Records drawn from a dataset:

PR #1059, opened 2018-01-04
Added Right Click Ping controller Option To Setup Tab

computergeek1507:


keithsw1111:
Rather than checking for multicast ... doesnt output have a method that returns whether or not the output supports ping?

computergeek1507:
Currently The SerialOutput Class CanPing() method returns true. I didn't know if this was a mistake or if "Ping" means xLights supports communication(outuput) with the device in general. I didn't find anywhere in xLights that it was used but I didn't know about xSchedule.

image

keithsw1111:
Ping on serial validated that the port is open or can be opened. Ok so it isn’t a real ping but it does check the output exists and works. So yes that is correct.

computergeek1507:
I updated it to "Ping" all pingable controllers

PR #1062, opened 2018-01-07
Export house preview video

KMojek:
Adds a file-menu item to export the house-preview as a video.

This is more-or-less working but needs some more work; saving that for now as this PR is already larger than I'd like. Some things left to clean-up:
* Audio - there seems to be a bit of static in the exported audio
* Audio - volume in the exported audio doesn't quite match audio when previewed in xLights
* Audio - currently exporting mono-only
* Audio - still one place where it is assuming a 20-fps sequence; needs to work for 40-fps
* Video - dimensions match the house-preview panel; should have options to match layout dimensions and/or standard video dimensions (1280p, 720p)
* Etc - Needs a progress dialog during export
* Etc - Some code-cleanup needed; some redundant stuff being passed around, etc.


KMojek:
It'd also be nice to move VideoExporter into a separate source/header. Not sure at this point if there's an easy way to add new files in a way that won't break things on Mac, Linux,  or MinGW on Windows so punted on that.

AzGilrock:
We just add files and the Mac and Linux guys update their project file to fix their builds.

keithsw1111:
Before we merge it would be nice to fix some of these up ... specifically:

Audio - there seems to be a bit of static in the exported audio
Audio - volume in the exported audio doesn't quite match audio when previewed in xLights - I assume the audio is just 100% ... if so I think that is ok.
Audio - currently exporting mono-only - It would be nice if this could be addressed but probably not essential
Audio - still one place where it is assuming a 20-fps sequence; needs to work for 40-fps
Etc - Needs a progress dialog during export

keithsw1111:
It would definitely be good to break out your new class into its own video writing class file.

Otherwise code looks good.

keithsw1111:
Making good progress ... only

Audio - volume in the exported audio doesn't quite match audio when previewed in xLights - I assume the audio is just 100% ... if so I think that is ok.
Audio - currently exporting mono-only - It would be nice if this could be addressed but probably not essential
Break out into separate source files

Are really the only things left and only the last one is really important.

KMojek:
Okay, I've added commits which address all the issues except for audio still being mono-only. I'll need some help from the Mac and Linux guys since I broke their builds as mentioned above. I think the volume difference was just an artifact of the static-in-audio problem; it seems to match up with audio in xLights at 100% now.

keithsw1111:
So do you want to sort the mono vs stereo or merge now?

keithsw1111:
BTW ... the linux build builds off the codeblocks file ... if you got that right Linux should still build ok.

KMojek:
I think I'd like to merge now if that's okay... I want to make some updates for mono vs stereo and the export dimensions but I may not  get to those for a few days.

PR #1067, opened 2018-01-11
Add more error-checking and logging to VideoExport

KMojek:


KMojek:
I'm a little confused by what I'm seeing in Keith's video of the video export hanging; it looks like the model preview and house preview panes are continuing to update while the export is in progress. From what I can tell though, those updates are always done on the main thread, so if those are running, my guess is that the export silently bailed out but we're somehow blissfully unaware so continue to show the progress at 0% forever (or until it's canceled, if it's allowing for that). So this commit is throwing a bunch of stuff against the wall and hoping something sticks. It adds:
* debug logging to xlGLCanvas::CaptureHelper - if we are early-returning because we think something is screwy with OpenGL3, that will be logged
* VideoExporter - add more error logging and create the progress dialog as a child of the xLights main-frame; I doubt that the dialog's parent is the problem here but seems like a good practice
* Capture the sequencer's play-status before starting the export, set it to stopped before starting the export, and restore it afterward. If we are somehow updating preview windows while a video export is in progress, that should solve that problem.

KMojek:
If the logging doesn't reveal anything useful, I think the behavior in Visual Studio was to crash rather than hang. If it's easy to get a capture of the callstack at the time of the crash, that might be helpful.

keithsw1111:
Are you opening the progress dialog on the main thread ... it seems to crash in VS when you open it and it does not seem to be on the UI thread.

keithsw1111:
From my logs ... I am writing an animation video using the release version:

2018-01-11 21:58:28,607 3520 log_base [DEBUG] Writing house-preview video to C:\Users\keith\Desktop\sdd.mp4.
2018-01-11 21:59:00,971 3520 log_base [DEBUG] Headers written ... writing the video 600 frames.
2018-01-11 21:59:00,971 3520 log_base [DEBUG]     Writing frame 0.
2018-01-11 21:59:00,978 3520 log_base [DEBUG] Finished writing house-preview video.

Doing it with a audio file same result.

keithsw1111:
Ok ... I kind of have it working. It still bombs in VS but it now at least runs in gcc. I wonder if it is the lambda stuff ... although I dont understand why it works for you and not for me.

JeffDC1979:
Keith, seems Kevin is getting the same VS errors I am seeing in release. The dll's you forwarded me did not seem to help at all.

keithsw1111:
The thread issues are to do with progress dialogue. basically it crashes in the thread startp functions. As long as the release build in gcc works i am good. The rest can be sorted later.

keithsw1111:
Of course they didnt jeff ... i told you i only do debug in vs. To do release you need to rebuild the dependencies. Althought in the case above the fix is pretty obvious.

keithsw1111:
More commentary ... from Dan Kulp:

With some basic experiments of trying to re-configure ffmpeg, I can only get h264 encoding if I enable the VideoToolbox stuff.  However, that wasn’t introduced until OSX 10.8.  Thus, we’d have to drop support for 10.7.   Its something I’ve been thinking about doing, but not something I was planning on right now.

I wonder if it’s possible that if h264 isn’t available if we could use mpeg4 or mpeg2video or something so it would at least work.

There are a few other problems as well…. Even with the a video-encoder, it fails on a Retina Mac as the video cannot be captured as it’s not handling the content-scale-factor correctly.

dkulp:
I just pushed a change to use the codecs from the detected/guessed format which (once the scale factor issue was fixed) results in an MP4.   That said, the MP4 isn't playable in Quicktime for some reason.   I can use Handbrake to re-encode it and that works so I'm not really sure what the issue is.  :(

KMojek:
Okay, maybe it'd be best to just punt on this one for the time being (disable/hide it since the code is already merged or whatever is easiest). I made a couple of smaller changes with minimal problems, but it seems like I should maybe get to a point where I'm either able to build and test on Windows with MinGW or on Mac before tackling a larger feature like this one. Sorry for the hassle and thanks for the feedback!

keithsw1111:
Given the function is not core ... people dont have to use it ... I would leave it in place and polish it over several releases.

Kevin ... having teething issues with new ambitious features is not uncommon and as long as it doesnt break the core we can work through it.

Task prompt >>
Go through the data above and return every line exactly.

Task result >>
PR #1059, opened 2018-01-04
Added Right Click Ping controller Option To Setup Tab

computergeek1507:


keithsw1111:
Rather than checking for multicast ... doesnt output have a method that returns whether or not the output supports ping?

computergeek1507:
Currently The SerialOutput Class CanPing() method returns true. I didn't know if this was a mistake or if "Ping" means xLights supports communication(outuput) with the device in general. I didn't find anywhere in xLights that it was used but I didn't know about xSchedule.

image

keithsw1111:
Ping on serial validated that the port is open or can be opened. Ok so it isn’t a real ping but it does check the output exists and works. So yes that is correct.

computergeek1507:
I updated it to "Ping" all pingable controllers

PR #1062, opened 2018-01-07
Export house preview video

KMojek:
Adds a file-menu item to export the house-preview as a video.

This is more-or-less working but needs some more work; saving that for now as this PR is already larger than I'd like. Some things left to clean-up:
* Audio - there seems to be a bit of static in the exported audio
* Audio - volume in the exported audio doesn't quite match audio when previewed in xLights
* Audio - currently exporting mono-only
* Audio - still one place where it is assuming a 20-fps sequence; needs to work for 40-fps
* Video - dimensions match the house-preview panel; should have options to match layout dimensions and/or standard video dimensions (1280p, 720p)
* Etc - Needs a progress dialog during export
* Etc - Some code-cleanup needed; some redundant stuff being passed around, etc.


KMojek:
It'd also be nice to move VideoExporter into a separate source/header. Not sure at this point if there's an easy way to add new files in a way that won't break things on Mac, Linux,  or MinGW on Windows so punted on that.

AzGilrock:
We just add files and the Mac and Linux guys update their project file to fix their builds.

keithsw1111:
Before we merge it would be nice to fix some of these up ... specifically:

Audio - there seems to be a bit of static in the exported audio
Audio - volume in the exported audio doesn't quite match audio when previewed in xLights - I assume the audio is just 100% ... if so I think that is ok.
Audio - currently exporting mono-only - It would be nice if this could be addressed but probably not essential
Audio - still one place where it is assuming a 20-fps sequence; needs to work for 40-fps
Etc - Needs a progress dialog during export

keithsw1111:
It would definitely be good to break out your new class into its own video writing class file.

Otherwise code looks good.

keithsw1111:
Making good progress ... only

Audio - volume in the exported audio doesn't quite match audio when previewed in xLights - I assume the audio is just 100% ... if so I think that is ok.
Audio - currently exporting mono-only - It would be nice if this could be addressed but probably not essential
Break out into separate source files

Are really the only things left and only the last one is really important.

KMojek:
Okay, I've added commits which address all the issues except for audio still being mono-only. I'll need some help from the Mac and Linux guys since I broke their builds as mentioned above. I think the volume difference was just an artifact of the static-in-audio problem; it seems to match up with audio in xLights at 100% now.

keithsw1111:
So do you want to sort the mono vs stereo or merge now?

keithsw1111:
BTW ... the linux build builds off the codeblocks file ... if you got that right Linux should still build ok.

KMojek:
I think I'd like to merge now if that's okay... I want to make some updates for mono vs stereo and the export dimensions but I may not  get to those for a few days.

PR #1067, opened 2018-01-11
Add more error-checking and logging to VideoExport

KMojek:


KMojek:
I'm a little confused by what I'm seeing in Keith's video of the video export hanging; it looks like the model preview and house preview panes are continuing to update while the export is in progress. From what I can tell though, those updates are always done on the main thread, so if those are running, my guess is that the export silently bailed out but we're somehow blissfully unaware so continue to show the progress at 0% forever (or until it's canceled, if it's allowing for that). So this commit is throwing a bunch of stuff against the wall and hoping something sticks. It adds:
* debug logging to xlGLCanvas::CaptureHelper - if we are early-returning because we think something is screwy with OpenGL3, that will be logged
* VideoExporter - add more error logging and create the progress dialog as a child of the xLights main-frame; I doubt that the dialog's parent is the problem here but seems like a good practice
* Capture the sequencer's play-status before starting the export, set it to stopped before starting the export, and restore it afterward. If we are somehow updating preview windows while a video export is in progress, that should solve that problem.

KMojek:
If the logging doesn't reveal anything useful, I think the behavior in Visual Studio was to crash rather than hang. If it's easy to get a capture of the callstack at the time of the crash, that might be helpful.

keithsw1111:
Are you opening the progress dialog on the main thread ... it seems to crash in VS when you open it and it does not seem to be on the UI thread.

keithsw1111:
From my logs ... I am writing an animation video using the release version:

2018-01-11 21:58:28,607 3520 log_base [DEBUG] Writing house-preview video to C:\Users\keith\Desktop\sdd.mp4.
2018-01-11 21:59:00,971 3520 log_base [DEBUG] Headers written ... writing the video 600 frames.
2018-01-11 21:59:00,971 3520 log_base [DEBUG]     Writing frame 0.
2018-01-11 21:59:00,978 3520 log_base [DEBUG] Finished writing house-preview video.

Doing it with a audio file same result.

keithsw1111:
Ok ... I kind of have it working. It still bombs in VS but it now at least runs in gcc. I wonder if it is the lambda stuff ... although I dont understand why it works for you and not for me.

JeffDC1979:
Keith, seems Kevin is getting the same VS errors I am seeing in release. The dll's you forwarded me did not seem to help at all.

keithsw1111:
The thread issues are to do with progress dialogue. basically it crashes in the thread startp functions. As long as the release build in gcc works i am good. The rest can be sorted later.

keithsw1111:
Of course they didnt jeff ... i told you i only do debug in vs. To do release you need to rebuild the dependencies. Althought in the case above the fix is pretty obvious.

keithsw1111:
More commentary ... from Dan Kulp:

With some basic experiments of trying to re-configure ffmpeg, I can only get h264 encoding if I enable the VideoToolbox stuff.  However, that wasn’t introduced until OSX 10.8.  Thus, we’d have to drop support for 10.7.   Its something I’ve been thinking about doing, but not something I was planning on right now.

I wonder if it’s possible that if h264 isn’t available if we could use mpeg4 or mpeg2video or something so it would at least work.

There are a few other problems as well…. Even with the a video-encoder, it fails on a Retina Mac as the video cannot be captured as it’s not handling the content-scale-factor correctly.

dkulp:
I just pushed a change to use the codecs from the detected/guessed format which (once the scale factor issue was fixed) results in an MP4.   That said, the MP4 isn't playable in Quicktime for some reason.   I can use Handbrake to re-encode it and that works so I'm not really sure what the issue is.  :(

KMojek:
Okay, maybe it'd be best to just punt on this one for the time being (disable/hide it since the code is already merged or whatever is easiest). I made a couple of smaller changes with minimal problems, but it seems like I should maybe get to a point where I'm either able to build and test on Windows with MinGW or on Mac before tackling a larger feature like this one. Sorry for the hassle and thanks for the feedback!

keithsw1111:
Given the function is not core ... people dont have to use it ... I would leave it in place and polish it over several releases.

Kevin ... having teething issues with new ambitious features is not uncommon and as long as it doesnt break the core we can work through it.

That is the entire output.